Focus, focus, focus.
Hope you heal up fast!


----------



## Tagwatts (Apr 11, 2012)

safety does not just apply to working. It is a proven fact that accidents happen in our own homes at a ratio of 3 to 1 compared to industry. Safety is on going 24 - 7. Many think oh it could never happen to me. Reminder, stay away from anyone who thinks this way.


----------



## elrodqfudp (Sep 5, 2011)

I try to be careful but there is always a chance of something going wrong. After a close call or two, no blood, my wife decided to buy me a Saw Stop. 
Now that is a* great wife*!


----------



## UlrichJ (Feb 16, 2012)

I rode a motorcycle when I was younger. A close friend who rode and raced bikes once told me, the day he's no longer afraid of his bike, it will be the last day he rides. I take that same motto with my power tools. Be safe!


----------



## JOAT (Apr 9, 2010)

UlrichJ said:


> I rode a motorcycle when I was younger. A close friend who rode and raced bikes once told me, the day he's no longer afraid of his bike, it will be the last day he rides. I take that same motto with my power tools. Be safe!

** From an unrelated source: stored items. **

Issue #1878, opened 2023-03-20
GHC version support


avdv:
* define a clear GHC version support range (keep this economical w.r.t. test coverage).

* evaluate test coverage and expand where needed

   * e.g. [GHC bindist patches undergo start-script tests](https://github.com/tweag/rules_haskell/blob/487535b8b10d496d8aa11aa4e9f1c91da476cf61/.github/workflows/patch-test.yaml#L78).
    * but changes to rules are not checked on the full GHC version range

* keep up-to-date
    * GHC upgrade(s)
    * what do we do on the blockers for ARM cross-compilation support?
    * can we use tooling (dependabot/renovate) to stay up-to-date going forward?

avdv:
Ideally, we should strive to support (and test) the recent stable GHC [releases](https://www.haskell.org/ghc/download.html):

> Current Stable Releases
>
>    * [9.6.2](https://www.haskell.org/ghc/download_ghc_9_6_2.html)
>    * [9.4.5](https://www.haskell.org/ghc/download_ghc_9_4_5.html)
>    * [9.2.8](https://www.haskell.org/ghc/download_ghc_9_2_8.html)

Also, we should take into account the supported GHC versions from [stackage](https://www.stackage.org/):

* 9.2.8 -> LTS 20.26
* 9.4.5 -> LTS 21.5
* 9.6.2 -> nightly

aherrmann:
@avdv is this one done now or is there still work remaining here?

avdv:
> is this one done now or is there still work remaining here?

We want to also support GHC 9.8 and eventually remove GHC 9.2 from testing since it is not a stable release anymore (but that can wait until we decide it's the right time)

aherrmann:
@avdv Thanks for clarifying, sounds good!

PR #1944, opened 2023-08-15
Add workflow to update GHC bindists

avdv:
The workflow is scheduled once a week, and can be triggered manually.

Currently, this does not (yet) try to update the GHC version that is used for tests.

And the created PR do not trigger CI; we would need to use a different token for that.

cf. #1878

### DIFF
--- a/.github/update-ghc.py
+++ b/.github/update-ghc.py
@@ -102,6 +102,10 @@ def main():
             with open('haskell/private/ghc_bindist_generated.bzl', 'r+') as generated:
                 run(['buildifier'], check=True, input=bzl, stdout=generated)
                 generated.truncate()
+
+            if 'GITHUB_OUTPUT' in os.environ:
+                with open(os.environ["GITHUB_OUTPUT"], 'a') as output:
+                    print(f"latest={ latest_release }", file=output)
     else:
         print("no tags found for prefix", prefix, file=sys.stderr)
 
--- a/.github/update-ghc.py
+++ b/.github/update-ghc.py
@@ -1,0 +1,110 @@
+#!/usr/bin/env python
+
+import os, sys, re
+import importlib
+import importlib.util
+import importlib.machinery
+import http.client
+import json
+from pathlib import PurePosixPath, Path
+from pprint import pprint
+from urllib.parse import quote
+from subprocess import Popen, PIPE, STDOUT, DEVNULL, check_output, run
+
+def import_path(path):
+    module_name = os.path.basename(path).replace('-', '_')
+    spec = importlib.util.spec_from_loader(
+        module_name,
+        importlib.machinery.SourceFileLoader(module_name, path)
+    )
+    module = importlib.util.module_from_spec(spec)
+    spec.loader.exec_module(module)
+    sys.modules[module_name] = module
+    return module
+
+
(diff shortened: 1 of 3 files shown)


.github/workflows/update-ghc.yaml
```diff
@@ -0,0 +1,37 @@
...
+      - name: Create Pull Request
+        if: steps.ghc_update.outputs.latest != ''
+        uses: peter-evans/create-pull-request@v5
+        with:
+          commit-message: "[automation] Add GHC version "
+          title: "[update] GHC ${{ steps.ghc_update.latest }}"
+          branch: "automation/update-ghc-${{ matrix.ghc }}"
+          base: master
+          # TODO: needs a token so that workflows for the PR get triggered
+          #token: "${{ secrets.PR_TOKEN }}"
```
aherrmann, line 36: I think you have the required permissions to set such a token, or do you need help on that?

.github/workflows/update-ghc.yaml
```diff
@@ -0,0 +1,37 @@
...
+  update_ghc:
+    name: GHC ${{ matrix.ghc }} Update
+    runs-on: ubuntu-latest
+    strategy:
+      fail-fast: false
+      matrix:
+        ghc:
+          - '9.2'
+          - '9.4'
+          - '9.6'
```
aherrmann, line 18: Just to confirm my understanding. Why do we loop over major-minor versions via a matrix instead of doing that within the update script with a single action run? Is it so that if multiple updates fall onto the same run we still get separate PRs per major-minor version?

.github/update-ghc.py
```diff
@@ -0,0 +1,114 @@
...
+def parse_version(s):
+    return tuple(map(int, s.split(".")))
+
+def main():
+    SCRIPT_PATH = Path(__file__)
+
+    if len(sys.argv) != 2:
+        sys.exit(f"usage: {SCRIPT_PATH.name} GHC_MAJOR_MINOR")
+
+    bindist = import_path(str(SCRIPT_PATH.parent.parent.joinpath('haskell/private/ghc_bindist_generated.bzl')))
```
aherrmann, line 58: An easier route could be to replace `haskell/private/ghc_bindist_generated.bzl` by a JSON file. The data is only loaded into the repository rule in `haskell/ghc_bindist.bzl`, so a combination of `repository_ctx.read` and `json.decode` could achieve the same thing. I think the data is only stored in a `.bzl` file for historic reasons (older versions of Bazel didn't expose JSON parsing in the Starlark API).

aherrmann (approved):
Thank you. A few questions, and I think this could be done easier via JSON. That said, AFAIU this re-uses the previous code from the manual update script. So, it's not much new complexity. So, I'm happy to merge this and switch to the JSON route in a follow-up.

.github/workflows/update-ghc.yaml
avdv: Yes, the reason was that I wanted to have separate PRs for each stable GHC major.minor version.

.github/workflows/update-ghc.yaml
avdv: I just wanted to check how other projects have set this up, maybe I could re-use a token -- do we have a bot user maybe?

Otherwise, I'll just create a new PAT and add it as a secret.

Very, very, true. You never stand directly behind your table saw blade, you keep your body parts away from the whirly parts. I'm 71, probably the worst injury I have ever had from any power tool is from changing the blade in my scroll saw.


----------



## demographic (Aug 12, 2012)

elrodqfudp said:


> I try to be careful but there is always a chance of something going wrong. After a close call or two, no blood, my wife decided to buy me a *Saw Stop*.


I've been wondering about these Saw Stop table saws for a while now.

Generally the only times I use a table saw on site (where I do pretty much all my work) is for ripping down either plywood or sometimes roughsawn timber. The plywood is OK but often the roughsawn is kept outside or brought by the supplier pretty much straight from the dip tank.
Anyway, its often wet. Now considering the Saw Stop relies on resistance to determine if the user has his finger in the way I wonder how well it would cope with wet wood?

Yes I know that in an ideal world I wouldn't have to cut wet wood, yada yada yada but this is on site conditions which I have very little control over and sometimes I just need to do it. 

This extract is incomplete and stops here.